Clustering co-abundant genes identifies components of the gut microbiome that are reproducibly associated with colorectal cancer and inflammatory bowel disease
This is a summary of our DalMUG journal club discussion of this paper written by Robyn Wright
Summary
Minot & Willis addressed the problem of high dimensionality in metagenomics data by clustering genes using the Approximate Nearest Neighbour algorithm to form co-abundant gene groups, or CAGs. They use different colorectal cancer (CRC) and inflammatory bowel disease (IBD) datasets as “discovery” and “validation” cohorts with the aim of identifying CAGs that are associated with either disease or health in these cohorts. They identify thousands of CAGs that contain between 2 and 23,856 genes and show that of those identified in the discovery cohorts as associated with either disease or health, 44% and 97.2% were validated for the CRC and IBD datasets, respectively (i.e. also associated with disease/health in the validation cohort). The CAGs that were validated in the IBD dataset were dominated (98.5%) by CAGs that were more abundant in healthy participants while the CRC dataset was much more balanced between CAGs that were more abundant in healthy or diseased participants. They were able to identify several CAGs that correspond to taxa or KEGG orthologs known to have links with the diseases and suggest that this approach may be used to identify strains that contain the genes that are identified within these CAGs. Overall, we felt that this paper presented an interesting approach that could be tested out in the future, but we thought that it could have benefited from further validation against other commonly used approaches for detecting differentially abundant taxa or functions and that it was let down by the figures not being well explained.
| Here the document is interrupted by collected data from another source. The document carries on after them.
PR #1423, opened 2024-08-09
use Scorecard library entrypoint instead of Cobra hooking

### LINKED ISSUE #1071: feat: run scorecard only once
The Action runs scorecard twice: once for the SARIF results, and once to upload the results to the API server. This increases rate limits and is also slower.

We need to run scorecard once only, then:
1. filter out the results depending on trigger type (PR vs not PR), and generate the SARIF output
2. Use all the results and generate the JSON result to upload to the API server

/cc @naveensrinivasan @azeemsgoogle

spencerschrock:
Scorecard V5 released a new entrypoint, so make use of it instead of
hooking into the underlying Cobra CLI. This gives us more flexibility
when running Scorecard, such as writing the result to multiple formats.

The code got moved around a lot, my hope is it's organized more
clearly now, but I'll try to summarize it for the sake of the reviewer.

`entrypoint/entrypoint.go` used to do several things
1. Read the Scorecard Action options, which now takes place in our `main.go`
https://github.com/ossf/scorecard-action/blob/486e8de2dca09b3f1cfac2bbec765156de6795a1/main.go#L35-L39

2. All sorts of pre/post hooks to redirect output to both stdout and a result file. Which is done explicitly in a new format helper function.
https://github.com/ossf/scorecard-action/blob/486e8de2dca09b3f1cfac2bbec765156de6795a1/internal/scorecard/format.go#L47-L53

`signing/signing.go` re-ran scorecard via `GetJSONScorecardResults`, which is now a simple extra formatting call.

https://github.com/ossf/scorecard-action/blob/486e8de2dca09b3f1cfac2bbec765156de6795a1/main.go#L54-L58

In terms of testing, separating the format code makes it more testable! But the rest of it is very hard to unit test. I'll look into testing the rest of it.

Fixes #1071


spencerschrock:
> In terms of testing, separating the format code makes it more testable! But the rest of it is very hard to unit test. I'll look into testing the rest of it.

Testing the Dockerfile locally, the JSON output is identical (using `scdiff` to compare), and the SARIF matches. The nightly e2e tests would test for fatal errors after merge as well.

But there aren't any great e2e tests currently setup before merge.

internal/scorecard/format.go
```diff
@@ -0,0 +1,88 @@
+// Copyright 2024 Security Scorecard Authors
```
justaugustus, line 1:
```suggestion
// Copyright 2024 OpenSSF Scorecard Authors
```

internal/scorecard/format_test.go
```diff
@@ -0,0 +1,84 @@
+// Copyright 2024 Security Scorecard Authors
```
justaugustus, line 1:
```suggestion
// Copyright 2024 OpenSSF Scorecard Authors
```

internal/scorecard/scorecard.go
```diff
@@ -0,0 +1,51 @@
+// Copyright 2024 Security Scorecard Authors
```
justaugustus, line 1:
```suggestion
// Copyright 2024 OpenSSF Scorecard Authors
```

main.go
```diff
@@ -31,22 +32,38 @@ func main() {
...
+	if err := scorecard.Format(&result, opts); err != nil {
+		log.Fatal(err)
 	}
 
-	if os.Getenv(options.EnvInputPublishResults) == "true" &&
-		// `pull_request` do not have the necessary `token-id: write` permissions.
-		triggerEventName != "pull_request" {
-		// Get json results by re-running scorecard.
-		jsonPayload, err := signing.GetJSONScorecardResults()
+	// `pull_request` do not have the necessary `token-id: write` permissions.
```
justaugustus, line 50:
```suggestion
	// `pull_request` does not have the necessary `token-id: write` permissions.
```

justaugustus (changes requested):
Minor nits.
Looks much cleaner, @spencerschrock!!

justaugustus (approved):
Approving with code suggestions applied from https://github.com/ossf/scorecard-action/pull/1423#pullrequestreview-2231274945.

PR #1507, opened 2025-02-10
limit codeQL push trigger to main branch

spencerschrock:
I noticed the codeQL action running twice on a PR I updated, once because of the pull_request trigger, and once because of the push trigger. This matches what the starter workflow has:

https://github.com/actions/starter-workflows/blob/a00915e13e33549ccc21799315b83d80afa2757c/code-scanning/codeql.yml#L14-L18


justaugustus (approved):
Good catch, @spencerschrock!

PR #1582, opened 2025-09-24
:book: Add missing ENV to development docs

deivid-rodriguez:
Without setting this env, I get the following:

```
$ docker run -e INPUT_REPO_TOKEN="$GITHUB_AUTH_TOKEN" -e INPUT_POLICY_FILE="/policy.yml" -e INPUT_RESULTS_FORMAT="sarif" -e INPUT_RESULTS_FILE="results.sarif" -e INPUT_PUBLISH_RESULTS="false" -e GITHUB_WORKSPACE="/" -e GITHUB_REF="refs/heads/main" -e GITHUB_EVENT_NAME="branch_protection_rule" -e GITHUB_EVENT_PATH="/testdata/fork.json" -e GITHUB_REPOSITORY="ossf/scorecard" -it scorecard-action:testing
2025/09/24 17:27:09 getting repo info from file: /testdata/fork.json
2025/09/24 17:27:09 getting repo info from URL: repos/ossf/scorecard
FromURL: error receiving response: Get "repos/ossf/scorecard": unsupported protocol scheme "".
FromRepoInfo: error receiving response: Get "repos/ossf/scorecard": unsupported protocol scheme "".
2025/09/24 17:27:09 creating new options: parsing repo info: GitHub repo info inaccessible
```

Passing the `GITHUB_API_URL` env as well seems to fix it.

PR #1583, opened 2025-09-24
:book: Fix recommended command to test the image in development

deivid-rodriguez:
Because no testdata files are actually copied to the image, we fail to read the event file and fallback to fetching the information from GitHub API.

Howver, that's not actually working because the `GITHUB_API_URL` environment is missing.

To fix it, we could pass the `GITHUB_API_URL`. However, I think actually making the testdata file available to the container mimics better what happens in real life.

This is an alternative to #1582.


spencerschrock (approved):
Thank you!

Below are the key points of interest and confusion that came up during our discussion.
Points of Interest
- An interesting approach to reducing the dimensions of metagenomic data and therefore reducing the computational challenges in analysing such data.
- It was interesting to see the steps used for analysis numbered in this way as we hadn’t previously seen methods written like this. It was also nice to see such a focus on ensuring that the methods used here would be reproducible.
- They show fairly convincingly that the CAGs identified as associated with health/disease are reproducible across multiple datasets.
- Good to see the biological relevance of the identified CAGs although this would be strengthened by knowing how the discussed CAGs were chosen.
Points of Confusion
- Fig. 2: What do the different colours in A-D mean? Is positive/negative estimated coefficient associated with disease or health? (We guessed positive is healthy, based on the large numbers of healthy IBD CAGs mentioned in text). What are the circular lines in A-D? Why are the colours different for disease/health in the CRC and IBD datasets in E-F? What are the estimated coefficients for the CAGs shown in E-F? Why were these CAGs shown?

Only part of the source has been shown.